A significant aspect of hydroboration–oxidation is the regio- and stereochemical outcome of the reaction.
Hydroboration proceeds in a concerted fashion with the attack of borane on the π bond, giving a cyclic four-centered transition state. The –BH2 group is bonded to the less substituted carbon and –H to the more substituted carbon. The concerted nature requires the simultaneous addition of –H and –BH2 across the same face of the alkene giving syn stereochemistry.
The observed preference in regioselectivity can be explained on the basis of steric and electronic factors.
In the transition state, the larger part of the reagent (–BH2) is bonded to the less substituted carbon, thereby minimizing the steric tension.
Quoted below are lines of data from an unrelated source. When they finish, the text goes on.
PR #366, opened 2026-08-11
[bazel] Bump `rules_python` to 2.2.0

mkannwischer:
Context (not all done in this PR): Our `python-requirements.txt` fails to install with newer Python versions (e.g., Python 3.13). Ideally, we would be running everything though bazel allowing us to pin the used Python version, but today there are still a number of tools that rely on the system Python interpreter (e.g, dvsim). While there are essential tools run outside of Bazel, I think we need to at least support the default Python versions shipped by the supported operating systems (Ubuntu 22/24/26), i.e., Python 3.10 - Python 3.14. To do so, we'll need to switch to universal lock files that pin dependencies for each Python version (and fix a few other things). However, we currently pin Bazel's `rules_python` 1.2.0 in MODULE.bazel which doesn't support universal lock files yet.

This PR updates `rules_python` to the latest version and makes the necessary changes. The biggest change is that `rules_python` now runs targets in a virtual environment, so every missing dependency declaration bites. I think declaring all dependencies is a good idea even independent of the update.


fragglet (approved):
Only thing that seems a bit ugly is the `imports = [".."]` pattern. Would it be better to give absolute paths, eg. `imports = ["//util"]` and equivalent?

Just a question; the PR looks fine as it is and happy to merge either way.

mkannwischer:
> Only thing that seems a bit ugly is the `imports = [".."]` pattern. Would it be better to give absolute paths, eg. `imports = ["//util"]` and equivalent?
> 
> Just a question; the PR looks fine as it is and happy to merge either way.

I tried this just now, but it does not work. Imports are always relative in `py_library`.
`imports = ["../XXX"]` is also a pre-existing pattern in many places.

I agree that it is rather ugly and it makes it very hard to track which files are actually imported.
I think a good way to fix this is to drop all imports in `py_library` and instead use fully qualified imports in the Python scripts.

For example,
```py
py_binary(
    name = "mldsa_sign_testgen",
    srcs = ["mldsa_sign_testgen.py"],
    imports = [
        "../../../../../hw/ip/acc/util",
    ],
    deps = [
        "//hw/ip/acc/util/shared:testgen",
        requirement("dilithium-py"),
    ],
)
```

would become
```py
py_binary(
    name = "mldsa_sign_testgen",
    srcs = ["mldsa_sign_testgen.py"],
    deps = [
        "//hw/ip/acc/util/shared:testgen",
        requirement("dilithium-py"),
    ],
)
```

and the import would change from 
```py
from shared.testgen import write_test_data, write_test_exp, write_test_dexp
```
to 
```py
from hw.ip.acc.util.shared.testgen import write_test_data, write_test_exp, write_test_dexp
```

But of course this breaks when invoking scripts directly (the example above isn't invoked directly, but others are). We could fix that by always putting the repo root on the path.

If you agree with this, then I can prepare a follow-up PR.

PR #368, opened 2026-08-11
[dvsim] Count license timeout separately

LouisTheLuis:
This PR contains two commits:
- The first one aims to make `dvsim` count the beginning of a run from polling the `run.log` and waiting for certain patterns that might indicate that the run is underway (for e.g. a `UVM_INFO`) , if applicable. This is because originally, `dvsim` would count the `run_timeout` from the moment the `make` file launches `dvsim`, which meant that if the process launched but it's waiting on a license, it might run into a timeout before it even started simulating. It also includes a `dvsim` argument for adjusting the timeout window for license queuing. 
- The second one simply differentiates the failures; a DV timeout should present a different error message from a license timeout.

### DIFF
--- a/util/dvsim/Deploy.py
+++ b/util/dvsim/Deploy.py
@@ -120,6 +120,7 @@ class Deploy():
             "dry_run": False,
             "exports": False,
             "flow_makefile": False,
+            "license_error_patterns": False,
             "name": False,
         }
 
--- a/util/dvsim/Deploy.py
+++ b/util/dvsim/Deploy.py
@@ -40,6 +40,15 @@ class Deploy():
     # TODO: Allow these to be set in the HJson.
     weight = 1
 
+    # Patterns whose first appearance in the job's log marks where it stopped
+    # waiting for a license and started work. The timeout is measured from there.
+    # Empty means nothing to wait for, so the job is timed from its launch.
+    #
+    # The marker depends on the flow and the tool, so the targets that have one
+    # take it from the HJson, alongside their pass and fail patterns. This is the
+    # fallback for the targets that have none.
+    started_patterns = []
+
     def __str__(self):
         return (pprint.pformat(self.__dict__)
                 if log.getLogger().isEnabledFor(VERBOSE) else self.full_name)
@@ -372,6 +381,7 @@ class CompileSim(Deploy):
         self.mandatory_misc_attrs.update({
             "build_fail_patterns": False,
             "build_pass_patterns": False,
+            "build_started_patterns": False,
             "build_timeout_mins": False,
             "cov_db_dir": False,
         })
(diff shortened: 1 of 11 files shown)


ysekhar (approved):
Lets see how this pans out! 
LGTM

util/dvsim/Deploy.py
```diff
@@ -40,6 +44,26 @@ class Deploy():
...
+    # charged against it. An empty list means there is nothing to wait for and
+    # the job is timed from the moment it was launched.
+    started_patterns = []
+
+    # Patterns saying the job died because of the license server rather than
+    # because of anything in the design or the testbench. A failing job whose log
+    # matches one of these is reported as killed instead, so that a license
+    # outage does not read as a DV failure.
+    #
+    # These are the messages VCS prints when the server rereads its license file
```
matutem: Please add some comment indicating additional patterns may be needed for different flows and tools. In fact, perhaps we should make this a map indexed by tool and flow?

util/dvsim/Deploy.py
```diff
@@ -482,6 +506,10 @@ class RunTest(Deploy):
     target = "run"
     seeds = []
     fixed_seed = None
+
+    # Any UVM report means the simulator has its license, has loaded the design
+    # and is away.
+    started_patterns = [r"^UVM_(INFO|WARNING|ERROR|FATAL)"]
```
matutem: This may also depend on the flow, like lint and formal.

util/dvsim/Launcher.py
```diff
@@ -237,11 +249,61 @@ def kill(self) -> None:
...
+        if not patterns:
+            return None
+
+        try:
+            with open(
+                self.deploy.get_log_path(),
+                encoding="UTF-8",
+                errors="surrogateescape",
+            ) as f:
+                lines = f.readlines()
```
matutem: This will read the full file into an array of strings which could be huge, just to scan the first few lines. It is much better to iterate over the file object to get the lines on demand. Try to move the logic around line 291 into a function and call it on an iterator here.

matutem (commented):
Could you deal with the comments?

util/dvsim/Launcher.py
LouisTheLuis: Moved into a helper function. Fixed.

util/dvsim/Deploy.py
LouisTheLuis: You are right... I moved the patterns to the corresponding tools' hjsons. That way it is not hardcoded in the Python.

util/dvsim/Deploy.py
LouisTheLuis: With the move to the tools' hjson, this should be clear (also explained in the comments). Unsupported flows just pass an empty list of patterns.

matutem:
You are still missing the lint hjsons for the new patterns and settings. These can be found under hw/lint/tools/dvsim/<tool>.hjson. I think veriblelint and verilator are license free. ascentlint is licensed and we used it in older times, so we can postpone supporting the license flow for it. Since the additional flows we actually use are veriblelint and perhaps verilator lint, and both are license-free we may not need changes, unless you add a comment saying they don't need these patterns.

For future reference, the "formal", "syn", "cdc", and "rdc" flows have some dedicated hjson under hw/<flow>/tools/dvsim, but we are not currently using these tools.

matutem (approved):
Adding some comment in some lint files is not needed at this point. My last comment was informational.

LGTM

PR #369, opened 2026-08-12
[acc,dv] Run the ACC smoke tests as hermetic bazel tests

mkannwischer:
Thus far the ACC smoke tests spawn the ISS with the system
Python interpreter requiring the user to install Python
dependencies locally.
This feels unnecessary as we might as well run the ISS through
bazel.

This results in a less crowded low-energy transition state, which is more stable than Markovnikov's transition state.
Further, the addition of borane can result in a partial positive charge on either of the two carbons. However, a partial positive charge on the more substituted carbon is highly favorable, as it gives a more stable transition state. Hence, in order to achieve this, –BH2 must be placed at the less substituted carbon resulting in an anti-Markovnikov orientation.
The second part of the reaction is the oxidation of the product obtained from hydroboration.
The migration of the alkyl group in this mechanism occurs with retention of configuration as it transfers with the electron pairs without reconstructing the tetrahedral geometry of the migrating carbon.
Since the reaction is stereospecific, it is essential to recognize the number of chiral centers formed. If one chiral center is formed, both enantiomers are obtained, as syn addition can occur from either face of the alkene with equal probability. However, if two chiral centers are formed, the syn addition dictates which pair of enantiomers is predominantly obtained.